↓

Issue #5647, opened 2021-04-08
Implement `--build-concurrency` flag to support overriding the builder concurrency setting


gsquared94:
Currently the builder [concurrency](https://skaffold.dev/docs/references/yaml/#build-local-concurrency) setting is specified in each `skaffold.yaml` file. In a multi-config project it's cumbersome to make this change in each and every file.  
It'd be useful to have a flag so users could run like:
```
skaffold dev --build-concurrency=5
```
to immediately make their builds parallel without having to make this change in every `skaffold.yaml` file.

The implementation would involve add the flag to [`flags.go`](https://github.com/GoogleContainerTools/skaffold/blob/master/cmd/skaffold/app/cmd/flags.go) and ultimately modifying the `concurrency` field in [`builder_mux.go`](https://github.com/GoogleContainerTools/skaffold/blob/cc262b48867959858e592f76674f8ea0f37e0d8e/pkg/skaffold/build/builder_mux.go#L34).

PR #5699, opened 2021-04-16
Add build-concurrency flag

sladyn98:
Fixes: https://github.com/GoogleContainerTools/skaffold/issues/5647

**Description**

So this change adds the build concurrency flag to run builds in parallel, instead of having to replace it in every file we would like to provide it as a build option


pkg/skaffold/runner/runcontext/context.go
```diff
@@ -185,6 +185,7 @@ func (rc *RunContext) Tail() bool                                { return rc.Opt
 func (rc *RunContext) Trigger() string                           { return rc.Opts.Trigger }
 func (rc *RunContext) WaitForDeletions() config.WaitForDeletions { return rc.Opts.WaitForDeletions }
 func (rc *RunContext) WatchPollInterval() int                    { return rc.Opts.WatchPollInterval }
+func (rc *RunContext) BuildConcurrency() int                     { return rc.Opts.BuildConcurrency }
```
sladyn98, line 188: Would I need to call this from builder mux https://github.com/GoogleContainerTools/skaffold/blob/cc262b48867959858e592f76674f8ea0f37e0d8e/pkg/skaffold/build/builder_mux.go#L34

pkg/skaffold/config/options.go
```diff
@@ -85,6 +85,7 @@ type SkaffoldOptions struct {
 	Command            string
 	RPCPort            int
 	RPCHTTPPort        int
+	BuildConcurrency   int
```
sladyn98, line 88: I tried to follow the conventions of other flags hence added it here

cmd/skaffold/app/cmd/flags.go
```diff
@@ -509,6 +509,14 @@ var flagRegistry = []Flag{
 		DefinedOn:     []string{"debug", "dev", "run"},
 		IsEnum:        true,
 	},
+	{
+		Name:          "build-concurrency",
+		Usage:         "Number of concurrently running builds",
+		Value:         &opts.AssumeYes,
```
gsquared94, line 515:
```suggestion
		Value:         &opts.BuildConcurrency,
```

cmd/skaffold/app/cmd/flags.go
```diff
@@ -509,6 +509,14 @@ var flagRegistry = []Flag{
...
+		DefValue:      1,
```
gsquared94, line 516: we should only use the value in this flag if it was explicitly set by the user. Only way could be to have the default be `-1` instead, and have a check later if it was overridden by a non-negative integer.

pkg/skaffold/runner/runcontext/context.go
gsquared94: In `builder_mux.go` you can add this method to the `Config` interface:
```go

type Config interface {
	GetPipelines() []latest.Pipeline
	DefaultRepo() *string
	GlobalConfig() string
	BuildConcurrency() int  
}
```

In `NewBuilderMux` function, skip the `minConcurrency` [calculations](https://github.com/GoogleContainerTools/skaffold/blob/e947844e558b9181911906399cb5e3df7fdb28ef/pkg/skaffold/build/builder_mux.go#L62-L73) if the value from that method is non-negative (see above comment also).

pkg/skaffold/config/options.go
gsquared94: looks good

cmd/skaffold/app/cmd/flags.go
sladyn98: Yeah this sounds goo

aaron-prindle:
It might also make sense to update the docs w/ this flag:
docs/content/en/docs/references/cli/_index.md

See #4039 for an example

sladyn98:
Thanks @aaron-prindle I ran the script

gsquared94:
Please run `make linters` and fix whatever is offending it. Everything else looks good!

pkg/skaffold/build/builder_mux.go
```diff
@@ -59,17 +60,22 @@ func NewBuilderMux(cfg Config, store ArtifactStore, builder func(p latest.Pipeli
...
-		case minConcurrency < 0:
-			minConcurrency = concurrency
-			logrus.Infof("build concurrency first set to %d parsed from %s[%d]", minConcurrency, reflect.TypeOf(b).String(), i)
-		case concurrency > 0 && (minConcurrency == 0 || concurrency < minConcurrency):
-			minConcurrency = concurrency
-			logrus.Infof("build concurrency updated to %d parsed from %s[%d]", minConcurrency, reflect.TypeOf(b).String(), i)
-		default:
-			logrus.Infof("build concurrency value %d parsed from %s[%d] is ignored since it's not less than previously set value %d", concurrency, reflect.TypeOf(b).String(), i, minConcurrency)
+
+		if cfg.BuildConcurrency() > 0 {
```
gsquared94, line 64:
```suggestion
		if cfg.BuildConcurrency() >= 0 {
```

concurrency can be set to `0` which means run all in parallel.

cmd/skaffold/app/cmd/flags.go
```diff
@@ -509,6 +509,14 @@ var flagRegistry = []Flag{
 		DefinedOn:     []string{"debug", "dev", "run"},
 		IsEnum:        true,
 	},
+	{
+		Name:          "build-concurrency",
+		Usage:         "Number of concurrently running builds",
```
gsquared94, line 514: Can you be a bit more verbose:
 `Number of concurrently running builds. Set to 0 to run all builds in parallel. Doesn't violate build order among dependencies.`

gsquared94: Sorry for the bits-n-pieces review.

gsquared94: will have to run `./hack/generate-man.sh` script again to update the docs

gsquared94 (approved):
lgtm!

↑

[TASK OBJECTIVE]
Send back the complete set of entries, exactly as shown above.

[EXPECTED OUTPUT]
Issue #5647, opened 2021-04-08
Implement `--build-concurrency` flag to support overriding the builder concurrency setting


gsquared94:
Currently the builder [concurrency](https://skaffold.dev/docs/references/yaml/#build-local-concurrency) setting is specified in each `skaffold.yaml` file. In a multi-config project it's cumbersome to make this change in each and every file.  
It'd be useful to have a flag so users could run like:
```
skaffold dev --build-concurrency=5
```
to immediately make their builds parallel without having to make this change in every `skaffold.yaml` file.

The implementation would involve add the flag to [`flags.go`](https://github.com/GoogleContainerTools/skaffold/blob/master/cmd/skaffold/app/cmd/flags.go) and ultimately modifying the `concurrency` field in [`builder_mux.go`](https://github.com/GoogleContainerTools/skaffold/blob/cc262b48867959858e592f76674f8ea0f37e0d8e/pkg/skaffold/build/builder_mux.go#L34).

PR #5699, opened 2021-04-16
Add build-concurrency flag

sladyn98:
Fixes: https://github.com/GoogleContainerTools/skaffold/issues/5647

**Description**

So this change adds the build concurrency flag to run builds in parallel, instead of having to replace it in every file we would like to provide it as a build option


pkg/skaffold/runner/runcontext/context.go
```diff
@@ -185,6 +185,7 @@ func (rc *RunContext) Tail() bool                                { return rc.Opt
 func (rc *RunContext) Trigger() string                           { return rc.Opts.Trigger }
 func (rc *RunContext) WaitForDeletions() config.WaitForDeletions { return rc.Opts.WaitForDeletions }
 func (rc *RunContext) WatchPollInterval() int                    { return rc.Opts.WatchPollInterval }
+func (rc *RunContext) BuildConcurrency() int                     { return rc.Opts.BuildConcurrency }
```
sladyn98, line 188: Would I need to call this from builder mux https://github.com/GoogleContainerTools/skaffold/blob/cc262b48867959858e592f76674f8ea0f37e0d8e/pkg/skaffold/build/builder_mux.go#L34

pkg/skaffold/config/options.go
```diff
@@ -85,6 +85,7 @@ type SkaffoldOptions struct {
 	Command            string
 	RPCPort            int
 	RPCHTTPPort        int
+	BuildConcurrency   int
```
sladyn98, line 88: I tried to follow the conventions of other flags hence added it here

cmd/skaffold/app/cmd/flags.go
```diff
@@ -509,6 +509,14 @@ var flagRegistry = []Flag{
 		DefinedOn:     []string{"debug", "dev", "run"},
 		IsEnum:        true,
 	},
+	{
+		Name:          "build-concurrency",
+		Usage:         "Number of concurrently running builds",
+		Value:         &opts.AssumeYes,
```
gsquared94, line 515:
```suggestion
		Value:         &opts.BuildConcurrency,
```

cmd/skaffold/app/cmd/flags.go
```diff
@@ -509,6 +509,14 @@ var flagRegistry = []Flag{
...
+		DefValue:      1,
```
gsquared94, line 516: we should only use the value in this flag if it was explicitly set by the user. Only way could be to have the default be `-1` instead, and have a check later if it was overridden by a non-negative integer.

pkg/skaffold/runner/runcontext/context.go
gsquared94: In `builder_mux.go` you can add this method to the `Config` interface:
```go

type Config interface {
	GetPipelines() []latest.Pipeline
	DefaultRepo() *string
	GlobalConfig() string
	BuildConcurrency() int  
}
```

In `NewBuilderMux` function, skip the `minConcurrency` [calculations](https://github.com/GoogleContainerTools/skaffold/blob/e947844e558b9181911906399cb5e3df7fdb28ef/pkg/skaffold/build/builder_mux.go#L62-L73) if the value from that method is non-negative (see above comment also).

pkg/skaffold/config/options.go
gsquared94: looks good

cmd/skaffold/app/cmd/flags.go
sladyn98: Yeah this sounds goo

aaron-prindle:
It might also make sense to update the docs w/ this flag:
docs/content/en/docs/references/cli/_index.md

See #4039 for an example

sladyn98:
Thanks @aaron-prindle I ran the script

gsquared94:
Please run `make linters` and fix whatever is offending it. Everything else looks good!

pkg/skaffold/build/builder_mux.go
```diff
@@ -59,17 +60,22 @@ func NewBuilderMux(cfg Config, store ArtifactStore, builder func(p latest.Pipeli
...
-		case minConcurrency < 0:
-			minConcurrency = concurrency
-			logrus.Infof("build concurrency first set to %d parsed from %s[%d]", minConcurrency, reflect.TypeOf(b).String(), i)
-		case concurrency > 0 && (minConcurrency == 0 || concurrency < minConcurrency):
-			minConcurrency = concurrency
-			logrus.Infof("build concurrency updated to %d parsed from %s[%d]", minConcurrency, reflect.TypeOf(b).String(), i)
-		default:
-			logrus.Infof("build concurrency value %d parsed from %s[%d] is ignored since it's not less than previously set value %d", concurrency, reflect.TypeOf(b).String(), i, minConcurrency)
+
+		if cfg.BuildConcurrency() > 0 {
```
gsquared94, line 64:
```suggestion
		if cfg.BuildConcurrency() >= 0 {
```

concurrency can be set to `0` which means run all in parallel.

cmd/skaffold/app/cmd/flags.go
```diff
@@ -509,6 +509,14 @@ var flagRegistry = []Flag{
 		DefinedOn:     []string{"debug", "dev", "run"},
 		IsEnum:        true,
 	},
+	{
+		Name:          "build-concurrency",
+		Usage:         "Number of concurrently running builds",
```
gsquared94, line 514: Can you be a bit more verbose:
 `Number of concurrently running builds. Set to 0 to run all builds in parallel. Doesn't violate build order among dependencies.`

gsquared94: Sorry for the bits-n-pieces review.

gsquared94: will have to run `./hack/generate-man.sh` script again to update the docs

gsquared94 (approved):
lgtm!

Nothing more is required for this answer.